=== DATASET RECORDS ===

PR #226, opened 2018-01-22
Assert code.js contents (crash if empty or invalid)

tsortwehttam:
NOT READY TO MERGE. (I have not tested yet.)

Short review.

Asana task link: n/a, responding to report in Slack about blank code.js causing corruption.

Changes in this PR:

- [x] If we did a bytecode update and the bytecode -> AST -> code pipeline gives us an invalid value or a blank string, throw an error (crash the app) to prevent bad content getting written to disk which may have the effect of corrupting projects.

Notes for the reviewer:

- I think this is a pretty good idea. **However, this is PR is very much provisional. We can close w/o merging if anyone has serious red flags.** My argument is that it's better to crash immediately -- and possibly even get the benefit of a full restart -- than it is to let the app continue to silently allow an insidious problem to get worse (possibly resulting in a much less desirable result for the user, working for hours only to realize later that things are busted). That's not to say we shouldn't investigate the root causes of said bugs, but this feels like a reasonable half-measure until we can find the real culprit.

- If we agree on that, then I suggest we start applying this philosophy more widely.

Completed checkin tasks:

- [ ] Ran the automated tests and linted the code

### DIFF
--- a/packages/haiku-serialization/src/bll/File.js
+++ b/packages/haiku-serialization/src/bll/File.js
@@ -69,10 +69,28 @@ class File extends BaseModel {
     return cb()
   }
 
+  assertContents (contents) {
+    if (typeof contents !== 'string') {
+      throw new Error(`Code was invalid ${this.getAbspath()}`)
+    }
+
+    // Returns truthy for "", " ", "   \n ", etc.
+    if (contents.match(/^\s*$/)) {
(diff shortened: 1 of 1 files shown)


tsortwehttam:
Closing in favor of a different one (forthcoming)

PR #227, opened 2018-01-22
Fixes Jan 22

tsortwehttam:
OK to merge.

Medium review.

Asana task links:

- https://app.asana.com/0/481696547044295/530409460017182

Changes in this PR:

- [x] Added basic harness and collateral for e2e test (will circle back and improve/move)
- [x] Fixed unrelated issue where we would make git commits for no changes
- [x] Fixed bad bug causing problems undoing changes to elements with filters
- [x] Added passing e2e test case for the fix
- [x] If we did a bytecode update and the bytecode -> AST -> code pipeline gives us an invalid value or a blank string, throw an error (crash the app) to prevent bad content getting written to disk which may have the effect of corrupting projects.

Notes for the reviewer:

- Any red flags on the "throw error if content string is invalid"?

Completed checkin tasks:


packages/haiku-plumbing/src/Plumbing.js
```diff
@@ -510,6 +509,8 @@ export default class Plumbing extends StateObject {
       })
 
       this._isTornDown = true
+
+      if (cb) cb()
```
roperzh, line 513: _nit:_ when possible, I like to check by type when doing this kind of conditionals:

```js
if(typeof cb === 'function') cb()
```

This allows us to prevent errors if for some reason the value results to be truthy but not a function (which I have found to be pretty common)

package.json
```diff
@@ -27,7 +27,7 @@
     "push": "node ./scripts/push.js",
     "compile-all": "node ./scripts/compile-all.js",
     "distro": "node ./scripts/distro.js",
-    "test": "tape \"test/**/*.test.js\" | tap-spec"
+    "test": "yarn test-all && yarn compile-all && tape \"test/**/*.test.js\" | tap-spec"
```
roperzh, line 30: dumb question: why are we testing and then compiling? from the outside seems like the logic thing to do will be to compile -> test

roperzh (approved):
LGTM.

1. I don't see any problems with displaying an error message in this case, and sounds like it's way better to do that rather than have the code corrupted.
2. Testing works great!
3. I did a brief testing of the app and everything seems to be working fine for me.

stristr:
Code LGTM.

PR #229, opened 2018-01-22
fix: for crash on loading template projects Move and Moto.

stristr:
OK to merge.

Short review.

[Asana task](https://app.asana.com/0/480796620059175/532035242462772)

Changes in this PR:

- [x] Fix crash on loading fresh template projects Move and Moto.

Context: the files formerly known as `<rootDir>/interpreter.js`, `<rootDir>/embed.js`, and `<rootDir>/react-dom.js` aren't necessarily drop-in replacements for their replacements in `<rootDir>/code/main`. In particular, Move and Moto are trying to load `./bytecode.js` instead of `./code.js`, which leads to problems. There's no need to move these files, because they are created by `ProjectFolder` when they don't exist during project bootstrapping.

### DIFF
--- a/packages/haiku-plumbing/src/ProjectFolder.js
+++ b/packages/haiku-plumbing/src/ProjectFolder.js
@@ -238,13 +238,6 @@ export function buildProjectContent (_ignoredLegacyArg, projectPath, projectName
         fse.outputFileSync(dir(projectPath, nextFilePath), contentsToCopy)
         fse.removeSync(dir(projectPath, formerFilePath))
       }
-      // Now fix any legacy content that may be present inside of the updated file, e.g. references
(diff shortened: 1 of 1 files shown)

===

• TASK INSTRUCTIONS
Give back each record exactly, from the first line through the last.

• EXERCISE SOLUTION
PR #226, opened 2018-01-22
Assert code.js contents (crash if empty or invalid)

tsortwehttam:
NOT READY TO MERGE. (I have not tested yet.)

Short review.

Asana task link: n/a, responding to report in Slack about blank code.js causing corruption.

Changes in this PR:

- [x] If we did a bytecode update and the bytecode -> AST -> code pipeline gives us an invalid value or a blank string, throw an error (crash the app) to prevent bad content getting written to disk which may have the effect of corrupting projects.

Notes for the reviewer:

- I think this is a pretty good idea. **However, this is PR is very much provisional. We can close w/o merging if anyone has serious red flags.** My argument is that it's better to crash immediately -- and possibly even get the benefit of a full restart -- than it is to let the app continue to silently allow an insidious problem to get worse (possibly resulting in a much less desirable result for the user, working for hours only to realize later that things are busted). That's not to say we shouldn't investigate the root causes of said bugs, but this feels like a reasonable half-measure until we can find the real culprit.

- If we agree on that, then I suggest we start applying this philosophy more widely.

Completed checkin tasks:

- [ ] Ran the automated tests and linted the code

### DIFF
--- a/packages/haiku-serialization/src/bll/File.js
+++ b/packages/haiku-serialization/src/bll/File.js
@@ -69,10 +69,28 @@ class File extends BaseModel {
     return cb()
   }
 
+  assertContents (contents) {
+    if (typeof contents !== 'string') {
+      throw new Error(`Code was invalid ${this.getAbspath()}`)
+    }
+
+    // Returns truthy for "", " ", "   \n ", etc.
+    if (contents.match(/^\s*$/)) {
(diff shortened: 1 of 1 files shown)


tsortwehttam:
Closing in favor of a different one (forthcoming)

PR #227, opened 2018-01-22
Fixes Jan 22

tsortwehttam:
OK to merge.

Medium review.

Asana task links:

- https://app.asana.com/0/481696547044295/530409460017182

Changes in this PR:

- [x] Added basic harness and collateral for e2e test (will circle back and improve/move)
- [x] Fixed unrelated issue where we would make git commits for no changes
- [x] Fixed bad bug causing problems undoing changes to elements with filters
- [x] Added passing e2e test case for the fix
- [x] If we did a bytecode update and the bytecode -> AST -> code pipeline gives us an invalid value or a blank string, throw an error (crash the app) to prevent bad content getting written to disk which may have the effect of corrupting projects.

Notes for the reviewer:

- Any red flags on the "throw error if content string is invalid"?

Completed checkin tasks:


packages/haiku-plumbing/src/Plumbing.js
```diff
@@ -510,6 +509,8 @@ export default class Plumbing extends StateObject {
       })
 
       this._isTornDown = true
+
+      if (cb) cb()
```
roperzh, line 513: _nit:_ when possible, I like to check by type when doing this kind of conditionals:

```js
if(typeof cb === 'function') cb()
```

This allows us to prevent errors if for some reason the value results to be truthy but not a function (which I have found to be pretty common)

package.json
```diff
@@ -27,7 +27,7 @@
     "push": "node ./scripts/push.js",
     "compile-all": "node ./scripts/compile-all.js",
     "distro": "node ./scripts/distro.js",
-    "test": "tape \"test/**/*.test.js\" | tap-spec"
+    "test": "yarn test-all && yarn compile-all && tape \"test/**/*.test.js\" | tap-spec"
```
roperzh, line 30: dumb question: why are we testing and then compiling? from the outside seems like the logic thing to do will be to compile -> test

roperzh (approved):
LGTM.

1. I don't see any problems with displaying an error message in this case, and sounds like it's way better to do that rather than have the code corrupted.
2. Testing works great!
3. I did a brief testing of the app and everything seems to be working fine for me.

stristr:
Code LGTM.

PR #229, opened 2018-01-22
fix: for crash on loading template projects Move and Moto.

stristr:
OK to merge.

Short review.

[Asana task](https://app.asana.com/0/480796620059175/532035242462772)

Changes in this PR:

- [x] Fix crash on loading fresh template projects Move and Moto.

Context: the files formerly known as `<rootDir>/interpreter.js`, `<rootDir>/embed.js`, and `<rootDir>/react-dom.js` aren't necessarily drop-in replacements for their replacements in `<rootDir>/code/main`. In particular, Move and Moto are trying to load `./bytecode.js` instead of `./code.js`, which leads to problems. There's no need to move these files, because they are created by `ProjectFolder` when they don't exist during project bootstrapping.

### DIFF
--- a/packages/haiku-plumbing/src/ProjectFolder.js
+++ b/packages/haiku-plumbing/src/ProjectFolder.js
@@ -238,13 +238,6 @@ export function buildProjectContent (_ignoredLegacyArg, projectPath, projectName
         fse.outputFileSync(dir(projectPath, nextFilePath), contentsToCopy)
         fse.removeSync(dir(projectPath, formerFilePath))
       }
-      // Now fix any legacy content that may be present inside of the updated file, e.g. references
(diff shortened: 1 of 1 files shown)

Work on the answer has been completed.